Wow, it's almost like having gone from my 15.2 pound Ridley Damocles road bike to my 27 pound Marin front-suspension 29er mountain bike!

So, anyone else experience any new "riding lessons" being served to them when upgrading to an Alfine, or is it just my imagination (or am I finally an old man??!?!? :eekster: )


----------



## zombinate (Apr 27, 2009)

well I would try swapping the tires back first, and see if that makes the difference.


----------



## byknuts (Aug 9, 2008)

really?
you went from slicks to full knobbies, (insert snarky accent here)
well THAR'S yer problem!  


arrows no less! between my 2.7 arrow, my 2.65 .243 racing tire, and my 2.7 maxxxis highroller, the arrow's the slowest (AND the heaviest by far)
GREAT for serious earth churning traction, but wow, they are slow tires under power. if you're REALLY lucky and have great connections at your lbs, try to get them to search out the coveted single ply 2.7 highroller! so light, so compliant... 

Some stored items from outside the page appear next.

PR #218, opened 2024-03-05
Simplify options for process-historical-blocks

geoff-vball:
## Why this should be merged
Previously, we were using `process-missed-blocks` to determine whether to process historical AND missed blocks. This PR splits those out into two different config options.

## How this works
`process-historical-blocks` defaults to `false` will only work if `start-block-height` is set, and will start processing blocks from the greater of `start-block-height` and the last processed block height (if it exists in the db).

`process-missed-blocks` defaults to `true`, and will start processing blocks from the last processed block height (if it exists in the db). If there is no latest block in the db, or `process-missed-blocks` is `false`, we will start processing from the chain head.

## How is this documented
README

### DIFF
--- a/config/config.go
+++ b/config/config.go
@@ -54,14 +54,14 @@ type ManualWarpMessage struct {
 }
 
 type SourceBlockchain struct {
-	SubnetID              string                           `mapstructure:"subnet-id" json:"subnet-id"`
-	BlockchainID          string                           `mapstructure:"blockchain-id" json:"blockchain-id"`
-	VM                    string                           `mapstructure:"vm" json:"vm"`
-	RPCEndpoint           string                           `mapstructure:"rpc-endpoint" json:"rpc-endpoint"`
-	WSEndpoint            string                           `mapstructure:"ws-endpoint" json:"ws-endpoint"`
-	MessageContracts      map[string]MessageProtocolConfig `mapstructure:"message-contracts" json:"message-contracts"`
-	SupportedDestinations []string                         `mapstructure:"supported-destinations" json:"supported-destinations"`
-	StartBlockHeight      uint64                           `mapstructure:"process-historical-blocks-from-height" json:"process-historical-blocks-from-height"`
+	SubnetID                          string                           `mapstructure:"subnet-id" json:"subnet-id"`
+	BlockchainID                      string                           `mapstructure:"blockchain-id" json:"blockchain-id"`
+	VM                                string                           `mapstructure:"vm" json:"vm"`
+	RPCEndpoint                       string                           `mapstructure:"rpc-endpoint" json:"rpc-endpoint"`
+	WSEndpoint                        string                           `mapstructure:"ws-endpoint" json:"ws-endpoint"`
+	MessageContracts                  map[string]MessageProtocolConfig `mapstructure:"message-contracts" json:"message-contracts"`
+	SupportedDestinations             []string                         `mapstructure:"supported-destinations" json:"supported-destinations"`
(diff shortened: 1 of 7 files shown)


martineckardt:
Idea: Why don't we remove the option `ProcessHistoricalBlocks` from the global config and process historical blocks if the `StartBlockHeight` optional value is set in the sourceBlockchain config?

If I understand correctly, if the `ProcessHistoricalBlocks` option is set to `true` then every sourceBlockchain needs a `StartBlockHeight`. This means the relayer operator cannot decide this on a blockchain-by-blockchain basis. 

With omitting `ProcessHistoricalBlocks` from the global config we additionally eliminate the scenario where a relayer operator set's the `StartBlockHeight`, but forgets to also set `ProcessHistoricalBlocks` option is set to `true`. 

To make it more intuitive, I would rename the `"start-block-height"` option to something like `"process-historical-blocks-from-height"`.

geoff-vball:
@martineckardt I did actually just have that thought as I pushed the last update here. I'll make that change now.

config/config.go
```diff
@@ -63,7 +61,7 @@ type SourceBlockchain struct {
 	WSEndpoint            string                           `mapstructure:"ws-endpoint" json:"ws-endpoint"`
 	MessageContracts      map[string]MessageProtocolConfig `mapstructure:"message-contracts" json:"message-contracts"`
 	SupportedDestinations []string                         `mapstructure:"supported-destinations" json:"supported-destinations"`
-	StartBlockHeight      uint64                           `mapstructure:"start-block-height" json:"start-block-height"`
+	StartBlockHeight      uint64                           `mapstructure:"process-historical-blocks-from-height" json:"process-historical-blocks-from-height"`
```
cam-schultz, line 64: Let's update this variable name

relayer/relayer.go
```diff
@@ -174,7 +169,7 @@ func NewRelayer(
 		// ProcessFromHeight to overload the message queue and cause a deadlock.
 		go sub.ProcessFromHeight(big.NewInt(0).SetUint64(height), r.catchUpResultChan)
 	} else {
-		err = r.setProcessedBlockHeightToLatest()
+		_, err = r.setProcessedBlockHeightToLatest()
```
cam-schultz, line 172: Can we add a log here that we're initializing the relayer from the latest height?

relayer/relayer.go
```diff
@@ -306,15 +303,15 @@ func (r *Relayer) calculateStartingBlockHeight(startBlockHeight uint64) (uint64,
 	return startBlockHeight, nil
 }
 
-func (r *Relayer) setProcessedBlockHeightToLatest() error {
+func (r *Relayer) setProcessedBlockHeightToLatest() (uint64, error) {
```
cam-schultz, line 306: Can you add a doccomment to this function explaining the return values?

relayer/relayer.go
```diff
@@ -174,7 +169,11 @@ func NewRelayer(
 		// ProcessFromHeight to overload the message queue and cause a deadlock.
 		go sub.ProcessFromHeight(big.NewInt(0).SetUint64(height), r.catchUpResultChan)
 	} else {
-		err = r.setProcessedBlockHeightToLatest()
+		r.logger.Info(
+			"processed-missed-blocks set to false, starting process from chain head",
```
cam-schultz, line 173:
```suggestion
			"processed-missed-blocks set to false, starting processing from chain head",
```

cam-schultz (approved):
LGTM

michaelkaplan13 (approved):
Makes sense to me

(might be some 3" kujos floating about too! check them out!)

EDIT: you could always get clipping, i shaved all the center knobs on my nevegal, took me about an hour and a cramped wrist but BIG difference in rolling resistance... don't know if you'd want to do it up front, but out back it's not a bad idea.


----------



## Leopold Porkstacker (Apr 21, 2010)

Well, actually I hadn’t yet tried the Alfine setup with the slick tires. I think I’ll just accept this upgrade as a more fitness-oriented upgrade; heavier + increased rolling resistance = harder workout = stronger rider.


----------



## byknuts (Aug 9, 2008)

that's certainly one perspective, but keep an open mind.
my end result with my arrow was: arrow=crazy drag+heavy=slow acceleration+obstacles slow me down WAY more=less fun.

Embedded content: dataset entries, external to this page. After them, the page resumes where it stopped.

Issue #193, opened 2024-02-22
Validate peer version


cam-schultz:
**Context and scope**
If there is a peer mismatch between the relayer and subnet validators, then app requests to fetch signatures will fail. We should explicitly check peer compatibility on startup to more clearly signal a mismatch.

**Discussion and alternatives**
The check should take into consideration the subnet's Warp stake threshold. For example, if a subnet's Warp quorum numerator is 67, then we only need 67% of validator peers to be reachable.

**Open questions**
There's no RPC to fetch the peer version directly, so we'll need to decide the best way to detect a mismatch. Some ideas:
- Count P2P connection errors
- Fetch the node version from the info API, and compare against the minor version run by the relayer (bug fix versions should all be compatible)

felipemadero:
In relation with CLI, it may be also desirable to give CLI or other automating tools a way to decide on the compatibility of a given relayer with a given avalanchego. Subnet-evm has something like this here https://github.com/ava-labs/subnet-evm/blob/master/compatibility.json which we can use together with https://github.com/ava-labs/avalanchego/blob/master/version/compatibility.json to decide which avago to use in relation with a given subnet.
In the same direction, we may want to know which relayer to use in relation with a given avago version, so maybe you can add a compability file to your repo with the map between relayer and avago versions.

cam-schultz:
> In relation with CLI, it may be also desirable to give CLI or other automation tools a way to decide on the compatibility of a given relayer with a given avalanchego. Subnet-evm has something like this here https://github.com/ava-labs/subnet-evm/blob/master/compatibility.json which we can use together with https://github.com/ava-labs/avalanchego/blob/master/version/compatibility.json to decide which avago to use in relation with a given vm. In the same direction, we may want to know which relayer to use in relation with a given avago version, so maybe you can add a compability file to your repo with the map between relayer and avago versions.

I agree it should be possible to do this filtering ahead of runtime. Rather than a compatibility manifest, we should be able to use the avalanchego dependency version in go.mod to determine compatibility. The relayer's P2P networking layer is built on top of tooling hosted in avalanchego, so the problem is the same as determining if a given avalanchego node is compatible at the P2P layer with its peers.

I'd like to maintain a single source of truth regarding dependencies as much as possible.

felipemadero:
[...]

PR #231, opened 2024-03-13
Validate peers on startup

cam-schultz:
## Why this should be merged
Fixes https://github.com/ava-labs/awm-relayer/issues/193

## How this works
Manually connects to subnet validators on startup, rather than at message relay time. Each subnet must be connected to enough stake that any of the configured destinations would be able to validate Warp messages sent by the subnet, otherwise the relayer exits. We still need to attempt to connect to peers at message relay time, since the validator set may have changed. This change is more intended to surface any issues earlier, rather than optimizing performance.

In addition to moving this check to startup, this change also refactors some of the peer connection and signature management logic into common helpers.

## How this was tested
CI

## How is this documented
N/A


relayer/message_relayer.go
```diff
@@ -483,55 +465,6 @@ func (r *messageRelayer) createSignedMessageAppRequest(requestID uint32) (*avala
 	return nil, errNotEnoughSignatures
 }
 
-func (r *messageRelayer) getCurrentCanonicalValidatorSet() ([]*avalancheWarp.Validator, uint64, error) {
```
cam-schultz, line 486: Signing subnet check moved to `messageRelayer` constructor; the rest of this function moved to `CanonicalValidatorClient.GetCurrentCanonicalValidatorSet`

relayer/message_relayer.go
```diff
@@ -211,60 +218,35 @@ func (r *messageRelayer) createSignedMessage() (*avalancheWarp.Message, error) {
...
 		r.relayer.logger.Error(
-			"Failed to get the canonical subnet validator set",
-			zap.String("subnetID", r.relayer.sourceSubnetID.String()),
+			"Failed to connect to canonical validators",
 			zap.Error(err),
 		)
 		return nil, err
 	}
-
-	// We make queries to node IDs, not unique validators as represented by a BLS pubkey, so we need this map to track
```
cam-schultz, line 234: This logic was moved to `AppRequestNetwork.ConnectToCanonicalValidators`

relayer/message_relayer.go
```diff
@@ -156,18 +175,6 @@ func (r *messageRelayer) createSignedMessage() (*avalancheWarp.Message, error) {
 		)
 		return nil, err
 	}
-	signingSubnetID := r.relayer.sourceSubnetID
```
cam-schultz, line 159: This was moved to the `messageRelayer` constructor

config/config.go
```diff
@@ -97,10 +103,6 @@ type Config struct {
 	DestinationBlockchains []*DestinationBlockchain `mapstructure:"destination-blockchains" json:"destination-blockchains"`
 	ProcessMissedBlocks    bool                     `mapstructure:"process-missed-blocks" json:"process-missed-blocks"`
 	ManualWarpMessages     []*ManualWarpMessage     `mapstructure:"manual-warp-messages" json:"manual-warp-messages"`
-
-	// convenience fields to access the source subnet and chain IDs after initialization
-	sourceSubnetIDs     []ids.ID
-	sourceBlockchainIDs []ids.ID
```
cam-schultz, line 103: These were only used to pass to the app request network constructor. With this change, it makes more sense to pass the configuration and iterate over the `SourceBlockchain` and `DestinationBlockchain` slices directly, so the parsed IDs were moved there.

peers/app_request_network.go
```diff
@@ -103,83 +102,99 @@ func NewNetwork(
 		return nil, nil, err
 	}
 
-	// We need to initially connect to some nodes in the network before peer
```
cam-schultz, line 106: There's no need to connect to these beacon nodes, since we explicitly connect to every node that we send `AppRequest` messages to now.

config/config.go
```diff
@@ -417,6 +401,18 @@ func (s *SourceBlockchain) Validate(destinationBlockchainIDs *set.Set[string]) e
 		}
 	}
 
+	// Validate and store the subnet and blockchain IDs for future use
```
michaelkaplan13, line 404: Not for this PR, but we should consider splitting `config.go` up into multiple files at some point soon. I think `SourceBlockchain` and `DestinationBlockchain` could each be put in their own file still in the `config` package and could help improve navigation/readability.

database/json_file_storage.go
```diff
@@ -34,30 +34,30 @@ type JSONFileStorage struct {
 }
 
 // NewJSONFileStorage creates a new JSONFileStorage instance
-func NewJSONFileStorage(logger logging.Logger, dir string, networks []ids.ID) (*JSONFileStorage, error) {
+func NewJSONFileStorage(logger logging.Logger, dir string, chainIDs []ids.ID) (*JSONFileStorage, error) {
```
michaelkaplan13, line 37: Nit: Can we name it `blockchainIDs` instead of `chainIDs` to avoid possible confusion?

main/main.go
```diff
@@ -167,7 +174,12 @@ func main() {
 	}
 
 	// Initialize the database
-	db, err := database.NewJSONFileStorage(logger, cfg.StorageLocation, sourceBlockchainIDs)
+	sourceChainIDs := make([]ids.ID, len(cfg.SourceBlockchains))
```
michaelkaplan13, line 177: Same request here (`sourceBlockchainIDs`)

michaelkaplan13: Actually, could we just pass `cfg.SourceBlockchains` directly to `NewJSONFileStorage`? I don't think it's necessary to do an iteration to extract the blockchain ID values, just to then iterate over the new slice.

peers/app_request_network.go
```diff
@@ -103,83 +100,99 @@ func NewNetwork(
...
-		if len(peers[index].PublicIP) == 0 {
-			continue
-		}
-		beaconIPs = append(beaconIPs, peers[index].PublicIP)
-		beaconIDs = append(beaconIDs, peers[index].ID.String())
-		if len(beaconIDs) == numInitialTestPeers {
-			break
+	// Manually connect to the validators of each of the source subnets.
+	// We return an error if we are unable to connect to sufficient stake on any of the subnets.
+	// Sufficient stake is determined by the Warp quora of the configured supported destinations,
```
michaelkaplan13, line 113: TIL that "quora" is a word. 😅

peers/app_request_network.go
```diff
@@ -103,83 +100,99 @@ func NewNetwork(
...
+	// or if the subnet supports all destinations, by the quora of all configured destinations.
+	for _, sourceBlockchain := range cfg.SourceBlockchains {
```
michaelkaplan13, line 115: This loop body is pretty large. May want to consider moving parts out to helper functions.

peers/app_request_network.go
```diff
@@ -103,83 +100,99 @@ func NewNetwork(
...
+			quorum, err := cfg.GetWarpQuorum(destinationBlockchainID)
+			if err != nil {
+				logger.Error(
+					"Failed to get warp quorum from config",
+					zap.Error(err),
+				)
+				return nil, nil, err
+			}
+			if !utils.CheckStakeWeightExceedsThreshold(
+				big.NewInt(0).SetUint64(connectedValidators.ConnectedWeight),
```
michaelkaplan13, line 175: In the case that the source network is the C-Chain (or generally a chain in the primary network), we assigned `connectedValidators` multiple times in a nested for loop above, but I think only check the quorom here against the final assignment value.

peers/app_request_network.go
michaelkaplan13: Would also be great to add unit tests for this since the logic is relatively complex. I'm not sure how difficult it is to mock the various clients and `arNetwork` though.

config/config.go
minghinmatthewlam: agreed and some of the similarities between the source/destination can be abstracted

peers/app_request_network.go
```diff
@@ -103,83 +100,99 @@ func NewNetwork(
...
-		beaconIPs = append(beaconIPs, peers[index].PublicIP)
-		beaconIDs = append(beaconIDs, peers[index].ID.String())
-		if len(beaconIDs) == numInitialTestPeers {
-			break
+	// Manually connect to the validators of each of the source subnets.
+	// We return an error if we are unable to connect to sufficient stake on any of the subnets.
+	// Sufficient stake is determined by the Warp quora of the configured supported destinations,
+	// or if the subnet supports all destinations, by the quora of all configured destinations.
+	for _, sourceBlockchain := range cfg.SourceBlockchains {
+		// Get the list of destination chains that this source may relay to
```
minghinmatthewlam, line 116: do we want to differentiate `chains` and clarify as blockchain

peers/app_request_network.go
```diff
@@ -103,83 +100,99 @@ func NewNetwork(
...
+		var destinationBlockchainIDs []ids.ID
+		if supportedDsts := sourceBlockchain.GetSupportedDestinations(); supportedDsts.Len() > 0 {
+			destinationBlockchainIDs = supportedDsts.List()
+		} else {
+			for _, dst := range cfg.DestinationBlockchains {
```
minghinmatthewlam, line 121: can you add a comment about if `supported-destination` config si not set, takes all destinations

peers/app_request_network.go
```diff
@@ -103,83 +100,99 @@ func NewNetwork(
...
+			if !utils.CheckStakeWeightExceedsThreshold(
+				big.NewInt(0).SetUint64(connectedValidators.ConnectedWeight),
+				connectedValidators.TotalValidatorWeight,
+				quorum.QuorumNumerator,
+				quorum.QuorumDenominator,
+			) {
+				logger.Error(
+					"Failed to connect to a threshold of stake",
+					zap.Uint64("connectedWeight", connectedValidators.ConnectedWeight),
+					zap.Uint64("totalValidatorWeight", connectedValidators.TotalValidatorWeight),
```
minghinmatthewlam, line 183: logging the blockchains

peers/app_request_network.go
```diff
@@ -103,83 +100,99 @@ func NewNetwork(
...
+					zap.Any("warpQuorum", quorum),
+				)
+				return nil, nil, errors.New("failed to connect to a threshold of stake")
+			}
```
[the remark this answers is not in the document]
minghinmatthewlam: when verifying on destination you compare against the sender's stake weight, but you require a threshold of the dsetination's warp quorum

peers/app_request_network.go
```diff
@@ -103,83 +100,99 @@ func NewNetwork(
...
+				subnetID, err := pChainClient.ValidatedBy(context.Background(), destinationBlockchainID)
+				if err != nil {
+					logger.Error(
+						"Failed to get subnet ID",
+						zap.Error(err),
+					)
+					return nil, nil, err
+				}
+				connectedValidators, err = arNetwork.ConnectToCanonicalValidators(
+					validators.NewCanonicalValidatorClient(logger, pChainClient),
```
minghinmatthewlam, line 139: Does the `CanonicalValidatorClient` need to be newly created for each loop? Seems like we can move this out of the for loop

minghinmatthewlam: or actually we can save `pChainClient` in `AppRequestNetwork` struct and don't need to pass that value in for `ConnectToCanonicalValidators`

peers/app_request_network.go
```diff
@@ -257,3 +270,62 @@ func (n *AppRequestNetwork) ConnectPeers(nodeIDs set.Set[ids.NodeID]) set.Set[id
 
 	return trackedNodes
 }
+
+// Helper struct to hold connected validator information
+// Warp Validators sharing the same BLS key may consist of multiple nodes,
+// so we need to track the node ID to validator index mapping
+type ConnectedCanonicalValidators struct {
```
minghinmatthewlam, line 277: I think we should move this struct to a separate file, and ideally have mockign tests

config/config.go
cam-schultz: > some of the similarities between the source/destination can be abstracted

Viper doesn't play nicely with this unfortunately. There may be a workaround, but I haven't looked to deeply into it.

relayer/message_relayer.go
```diff
@@ -71,10 +73,27 @@ func newMessageRelayer(
 		)
 		return nil, err
 	}
+	var signingSubnet ids.ID
+	if relayer.sourceSubnetID == constants.PrimaryNetworkID {
+		// If the message originates from the primary subnet, then we instead "self sign" the message using the validators of the destination subnet.
+		signingSubnet, err = relayer.pChainClient.ValidatedBy(context.Background(), destinationBlockchainID)
```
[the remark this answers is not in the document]
cam-schultz: Message relayers are coupled to the source blockchain config, not the destination. We get the destination blockchain from the Teleporter message itself, but then have to look up the corresponding destination subnet.

peers/app_request_network.go
cam-schultz: Good calls. Fixed.

peers/app_request_network.go
cam-schultz: Sure I've updated this comment

main/main.go
```diff
@@ -167,7 +174,12 @@ func main() {
...
+	for i, sourceBlockchain := range cfg.SourceBlockchains {
+		sourceChainIDs[i] = sourceBlockchain.GetBlockchainID()
+	}
+
+	db, err := database.NewJSONFileStorage(logger, cfg.StorageLocation, sourceChainIDs)
```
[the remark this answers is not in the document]
cam-schultz: No longer an issue since we now pass cfg.SourceBlockchains to the ctr

peers/app_request_network.go
```diff
@@ -103,83 +100,99 @@ func NewNetwork(
...
+			for _, destinationBlockchainID := range destinationBlockchainIDs {
+				subnetID, err := pChainClient.ValidatedBy(context.Background(), destinationBlockchainID)
+				if err != nil {
+					logger.Error(
+						"Failed to get subnet ID",
+						zap.Error(err),
+					)
+					return nil, nil, err
+				}
+				connectedValidators, err = arNetwork.ConnectToCanonicalValidators(
```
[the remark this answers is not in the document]
cam-schultz: This is fixed now.

peers/app_request_network.go
cam-schultz: This is fixed now.

relayer/message_relayer.go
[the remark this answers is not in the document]
geoff-vball: Yeah, I'm just saying we could look up the destination subnet because all the pairings are set in the config to avoid the API call. If it seems like more trouble than it's worth that's okay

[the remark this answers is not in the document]
cam-schultz: Oh, gotcha. I misunderstood your original message. 

That makes a lot of sense, and reducing the number of RPC calls is an easy optimization. I'll include that in this PR.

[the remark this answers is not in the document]
cam-schultz: Added

peers/app_request_network.go
```diff
@@ -103,83 +101,105 @@ func NewNetwork(
...
-		beaconIDs = append(beaconIDs, peers[index].ID.String())
-		if len(beaconIDs) == numInitialTestPeers {
-			break
+	// Manually connect to the validators of each of the source subnets.
+	// We return an error if we are unable to connect to sufficient stake on any of the subnets.
+	// Sufficient stake is determined by the Warp quora of the configured supported destinations,
+	// or if the subnet supports all destinations, by the quora of all configured destinations.
+	for _, sourceBlockchain := range cfg.SourceBlockchains {
+		// Get the list of destination blockchains that this source may relay to.
+		// If supported destinations are not specified, use the configured destinations.
```
michaelkaplan13, line 121: I think this case is handled by the `config` package already, so just calling `GetSupportedDestinations` is sufficient here in both cases.

peers/app_request_network.go
cam-schultz: Eh, I don't think it's worth all that special treatment since this type is POD. It's really just there to simplify calls to `ConnectToCanonicalValidators` and keep associated data packaged together.

peers/app_request_network.go
```diff
@@ -103,83 +100,99 @@ func NewNetwork(
...
+		if sourceBlockchain.GetBlockchainID() == constants.PrimaryNetworkID {
+			// For the primary network, connect to the validators of the destination chains
+			for _, destinationBlockchainID := range destinationBlockchainIDs {
+				subnetID, err := pChainClient.ValidatedBy(context.Background(), destinationBlockchainID)
+				if err != nil {
+					logger.Error(
+						"Failed to get subnet ID",
+						zap.Error(err),
+					)
+					return nil, nil, err
```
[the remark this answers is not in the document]
cam-schultz: Agreed that we can have a more unified logging / error handling strategy. I also agree that we should go through and unify the repo once we decide on that strategy. In the meantime, however, I'd like to err on the side of over-verbosity and log where we can, even if some logs are redundant.

peers/app_request_network.go
```diff
@@ -103,83 +101,105 @@ func NewNetwork(
...
-				"Failed to parse beaconID",
-				zap.String("beaconID", beaconIDStr),
-				zap.Error(err),
-			)
-			return nil, nil, err
+		var connectedValidators *ConnectedCanonicalValidators
+		// If the source blockchain is the primary network, connect to the validators of
+		// the destination blockchains in the following loop.
+		// Otherwise, connect to the validators of the source blockchain
+		if sourceBlockchain.GetSubnetID() != constants.PrimaryNetworkID {
```
michaelkaplan13, line 135: Could we simplify this logic by moving the case for the primary network and the case for non-primary networks out to helper functions?

For non-primary sources, we:
- connect to source
- iterate over each destination to check the quorum value

For primary sources we:
- iterate over each destination and create connections
- check the connection reaches a quorum for that destination

peers/app_request_network.go
cam-schultz: Great spot. Fixed this now

peers/app_request_network.go
michaelkaplan13: We could also add in a `checkSufficientStakeForDestination` helper used by both of those that takes a `*ConnectedCanonicalValidators` and a single destination chain ID.

cam-schultz: Sure thing. Added these helpers.

peers/app_request_network.go
```diff
@@ -257,3 +270,62 @@ func (n *AppRequestNetwork) ConnectPeers(nodeIDs set.Set[ids.NodeID]) set.Set[id
 
 	return trackedNodes
 }
+
+// Helper struct to hold connected validator information
+// Warp Validators sharing the same BLS key may consist of multiple nodes,
+// so we need to track the node ID to validator index mapping
+type ConnectedCanonicalValidators struct {
+	ConnectedWeight       uint64
+	TotalValidatorWeight  uint64
```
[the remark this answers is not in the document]
cam-schultz: I think those ideas make sense, but I'm going to defer that for later. I think we'll likely want to add an async routine to update the validator set, rather than fetching it in every message relay, at which point we'll want to carefully consider how the global state is managed. For now though, this type is only used in the message relayer, so the risk of it being misused is fairly low.

michaelkaplan13 (approved):

geoff-vball (approved):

gearing can compensate, but if you're huffing for the sake of huffing and not getting down the trail...
give it a bit, but I'd start looking elsewhere. for me, those damn tires were just the best thing I removed. 
(trying to look past the amount of tire levers I snapped trying to get them on my atomlabs rims)


----------



## danthesoundman (Jun 29, 2006)

byknuts said:


> that's certainly one perspective, but keep an open mind.
> my end result with my arrow was: arrow=crazy drag+heavy=slow acceleration+obstacles slow me down WAY more=less fun.
> 
> gearing can compensate, but if you're huffing for the sake of huffing and not getting down the trail...
> ...


I agree. My Arrow wide bite, slow react 24 x 3 - even after shaving all the tread off both of 'em, even running ghetto tubeless, are the most painfully slowest, heaviest, hardest to pedal things I've ever experienced.

What are your recommendations for a decent 24 x 3 tire? I like the looks of the Felt Thick Brick (in cream), but the name implies it may be heavy, like a thick brick... plus, no weights are listed on their site. Has the Highroller "light" and compliant tire you recommend been discontinued? And who makes the Kujos?

Leopold Porkstacker, yes, that Internal Gear Hub isn't as mechanically efficient as the Single Speed rig you had before, plus I know first hand how tough it is to pedal those Arrow WB tires. (Did you ride these tires on your SS set-up? Or did you go to the IGH and Arrows all at once?)

I'm really interested how this pans out, but then I think I read on another post you are selling this, to get a "real" fat bike? Let us know how it works out.

I think I'm going with those creme Felt Thick Bricks, but if they're going to be beasts, I might go with the 24 inch Hookworms.


----------